Until this issue is resolved, ARM64 recommends not using reserved-memory.
This is follow-up report.
When using reserved-memory of Linux Kernel from a DMA device, you need to specify either no-map or reuseable for device-tree.
In case of no-map
, the DMA memory pool mechanism in driver/base/dma-coherent.c
is used.
In case of reuseable
, the CMA memory pool mechanism in driver/base/dma-contiguous.c
is used.
The Kernel Panic pointed out in this issue occurs with the no-map
(that is, the DMA memory pool mechanism). I do not know the cause of Kernel Panic yet.
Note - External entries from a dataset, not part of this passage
Issue #163, opened 2021-05-31
Remove confusing constructor like `machine::latest()` or `machine::default()`


mohanson:
Since we have two different versions now, and the supported instruction sets include IMC, B, MOP, `latest()` and `default()` bring more confusion than their benefits, so I recommend removing them.

Related code:

- https://github.com/nervosnetwork/ckb-vm/blob/develop/src/machine/mod.rs#L365-L371
- https://github.com/nervosnetwork/ckb-vm/blob/develop/tests/test_asm.rs#L26

xxuejie:
I think we can pull the trigger here. I don't have any arguments for having them in the API now

mohanson:
Merged.

PR #165, opened 2021-06-02
feat: compile aot code in AsmMachine.load_elf

mohanson:
Rewrite the logic of aot machine when processing reset, now the second program can also be compiled to aot code normally.

- Add a new structure AsmWrapMachine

If you use udmabuf with reserved-memory, specify reusable
and use the CMA memory pool mechanism.
When using the CMA memory pool mechanism, please set the device-tree as follows.
reserved-memory {
#address-cells = <2>;
#size-cells = <2>;
ranges;
dma_region: dmaregion@7c000000 {
compatible = "shared-dma-pool";
reg = <0x0 0x7C000000 0x0 0x04000000>;
reusable;
};
};
dma:dma@7c000000 {
compatible = "ikwzm,udmabuf-0.10.a";
device-name = "dma_region";
minor-number = <0>;
memory-region = <&dma_region>;
size = <0x04000000>;
};
When using the CMA memory pool mechanism, in addition to specifying reusable
, care must be taken for address and size alignment.